Qwen3‑TTS Core Highlights

Before deployment, note the model’s capabilities: multilingual support for ten languages, 3‑second zero‑shot voice cloning, voice design from textual description, end‑to‑end synthesis latency as low as 97 ms, and natural‑language control of tone, speed, and emotion.

All‑rounder : supports Chinese, English, Japanese, Korean, German, French, Russian, Portuguese, Spanish, Italian.

Ultra‑fast voice cloning : a 3‑second reference audio yields a highly similar synthetic voice.

Voice design : describe desired timbre (e.g., “a deep, magnetic middle‑aged male voice”) and the model generates the corresponding sound.

Ultra‑low latency : end‑to‑end synthesis delay down to 97 ms, suitable for real‑time dialogue.

Instruction control : natural‑language commands adjust speaking style, speed, and emotion.

Environment Preparation

Deploy on Ubuntu 22.04/24.04 with an NVIDIA GPU of at least 12 GB VRAM (24 GB recommended for best experience).

Basic requirements:

OS: Ubuntu 20.04+

Python: 3.10+

CUDA: 11.8+

PyTorch: 2.0+

Deployment Steps

1. Create a Python virtual environment

Use conda to avoid polluting the system environment.

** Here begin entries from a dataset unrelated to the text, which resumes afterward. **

PR #120, opened 2023-09-22
Update routes.py

vsamiamv:
Updated the dictionary section of the tasks so that you can create a task with no rule (None) as Default then change the edit code so that the interface shows the options that are in the database and lets you select what is in the DB as apposed to just showing all values in the DB.

### DIFF
--- a/hashview/tasks/routes.py
+++ b/hashview/tasks/routes.py
@@ -31,13 +31,14 @@ def tasks_add():
 
     for wordlist in wordlists:
         tasksForm.wl_id.choices += [(wordlist.id, wordlist.name)]
-
+    
+    tasksForm.rule_id.choices = [('None', 'None')]
     for rule in rules:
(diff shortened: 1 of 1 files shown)


i128:
This is great, and honestly something that should have been in place from the get go. In fact i could have sworn it was. 
https://github.com/hashview/hashview/blob/main/hashview/utils/utils.py#L241

This shows that, when building the hashcat command that gets sent down to the agents, that we handle conditions where there are no rule's assigned to a dictionary based attack. I wonder if we had it once, and it got removed? Either way I appreciate the submission! TYTY

vsamiamv:
Rockin.. yeah there is a simple bug in the "masking" update also.. 

I think on line 62  hc_mask=tasksForm.mask.data there is a comma at the end.. also... line 140 has hc_mask instad of task.hc_mask so if you update it dosen't go to the DB

vsamiamv:
imma keep adding junk .. i need it to post to slack and discord..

# Create a virtual environment named qwen-tts with Python 3.10
conda create -n qwen-tts python=3.10 -y

# Activate the environment
conda activate qwen-tts

2. Install Qwen3‑TTS

Install the released Python package via pip, or build from source for the latest development version. pip install qwen-tts To install from source:

git clone https://github.com/QwenLM/Qwen3-TTS.git
cd Qwen3-TTS
pip install -e .

Note: the installation will automatically download PyTorch and other dependencies; ensure a stable internet connection.

3. Model download

The qwen-tts library automatically fetches model weights from Hugging Face or ModelScope.

Available model variants:

Qwen3‑TTS-12Hz-1.7B-VoiceDesign : excels at generating voices from textual descriptions.

Qwen3‑TTS-12Hz-1.7B-Base : the base model, optimized for voice cloning.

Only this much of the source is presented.